Pauline (9) und Katharina (9) macht das Armbandmachen zwar auch Spaß, aber sie finden, dass das Schmieden am besten ist. An einem Feuer hinter einem großen Baum schmieden andere Kinder Kleiderhaken. Malte (12) weiß schon, dass er seinen Haken im Zimmer aufhängt. Willi (12) möchte seinen auch auf jeden Fall aufhängen, aber nicht in seinem Zimmer. "Das geht nicht. Da spiel ich immer Fußball und schieß' alles kaputt", sagt er. Phillip (13) findet, dass der Beruf des Schmieds "super viel Spaß" macht: "Es ist ganz toll. Man kann die Sachen mit nach Hause nehmen, die man macht." Finn (11) begradigt mit einem Hammer den Haken. Das findet er besonders gut. Die Kinder fühlen sich in ihrer Stadt ganz offensichtlich sehr wohl. Daran ändert auch das Regenwetter nichts.

Die Mädchen und Jungen schlafen auf Feldbetten, die das Deutsche Rote Kreuz zur Verfügung stellt. Ohne die ehrenamtlichen Mitarbeiter des DRK wäre Stormini gar nicht möglich. So stehen neun Männer und Frauen aus der zweiten Betreuungsgruppe des DRK Reinfeld von fünf Uhr morgens bis abends in der Feldküche. Um spätestens 16.30 Uhr muss das Abendessen vorbereitet werden.

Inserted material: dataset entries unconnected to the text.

PR #16531, opened 2020-12-10
MM-31326: Fix Striped LRU to have minimum of 1 bucket

agnivade:
https://mattermost.atlassian.net/browse/MM-31236

```release-note
NONE
```

### DIFF
--- a/app/server.go
+++ b/app/server.go
@@ -287,11 +287,15 @@ func NewServer(options ...Option) (*Server, error) {
 		return nil, errors.Wrapf(err, "Unable to connect to cache provider")
 	}
 
+	cpus := runtime.NumCPU() - 1
+	if cpus == 0 {
+		cpus = 1
+	}
 	var err error
 	if s.sessionCache, err = s.CacheProvider.NewCache(&cache.CacheOptions{
 		Size:           model.SESSION_CACHE_SIZE,
 		Striped:        true,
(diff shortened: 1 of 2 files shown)


app/server.go
```diff
@@ -287,11 +287,15 @@ func NewServer(options ...Option) (*Server, error) {
...
+	cpus := runtime.NumCPU() - 1
+	if cpus == 0 {
+		cpus = 1
+	}
 	var err error
 	if s.sessionCache, err = s.CacheProvider.NewCache(&cache.CacheOptions{
 		Size:           model.SESSION_CACHE_SIZE,
 		Striped:        true,
-		StripedBuckets: runtime.NumCPU() - 1,
+		StripedBuckets: cpus,
```
streamer45, line 298: If we define an integer max function this might become a bit cleaner:

```go
StripedBuckets: utils.MaxInt(runtime.NumCPU() - 1, 1)
```

`math.Max` would work too but it's definitely more cluttered:

```go
StripedBuckets: int(math.Max(float64(runtime.NumCPU() - 1), 1))
```

streamer45 (approved):
:+1:

app/server.go
agnivade: Went with a local function, and not adding more junk to `utils`. "A little copying is better than a little dependency" ;)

Die meisten DRK-Helfer waren schon im Vorjahr in Ahrensburg dabei. "Wir sind Wiederholungstäter", sagt Angelika und lacht. Einige haben sich extra eine Woche Urlaub genommen, "weil es so einen Spaß macht". Jeden Tag kochen die DRKler 340 Essen, wobei es immer auch eine vegetarische Variante gibt. Täglich wird frisch eingekauft. Es gibt jeden Tag Obst und Gemüse.

Bei unerwarteten Zwischenfällen muss ein Mitarbeiter schnell mit dem Sprinter einkaufen fahren. "Der Geschmack der Kinder ist unberechenbar", sagt Angelika. Normalerweise würden sechs Kilogramm Nutella zum Frühstück gegessen. An einem Tag waren es plötzlich zehn Kilogramm. Dann muss der Einkaufsdienst schnell einspringen. Damit die Kinder immer etwas zum Trinken haben, liefern die DRK-Mitarbeiter auch ständig Getränke in die Kinderstadt. Nach jeder Mahlzeit muss das Geschirr abgewaschen werden. Die großen Töpfe und Thermen werden direkt in der Feldküche gereinigt. Das viele Geschirr wird im Schulzentrum gewaschen.

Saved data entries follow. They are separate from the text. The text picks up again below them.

PR #16539, opened 2020-12-11
[MM-30539] New renewal link logic

ethervoid:
#### Summary

Endpoint and logic that returns the renewal link to be used to start the license renewal process.

#### Ticket Link

https://mattermost.atlassian.net/browse/MM-30539

#### Related PRs

https://github.com/mattermost/mattermost-api-reference/pull/594

#### Release Note

```release-note
Added the logic to generate a new renewal link that could be used to start the renewal process
```


app/license.go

Die Stimmung in den Küchenzelten ist richtig gut. Trotz der anstrengenden Arbeit wird viel gelacht. "Natürlich ist das manchmal stressig", gibt Dagmar zu, "aber es macht auch Spaß." In der wenigen Freizeit spielen die DRK-Mitglieder gern Karten oder gehen auch mal ein Eis essen in Bargteheide. Alle neun übernachten in einem Klassenraum auf Feldbetten. "Wir üben für 'Wetten, dass . . ', uns am Schnarchen zu erkennen", sagt Angelika. Und alle lachen.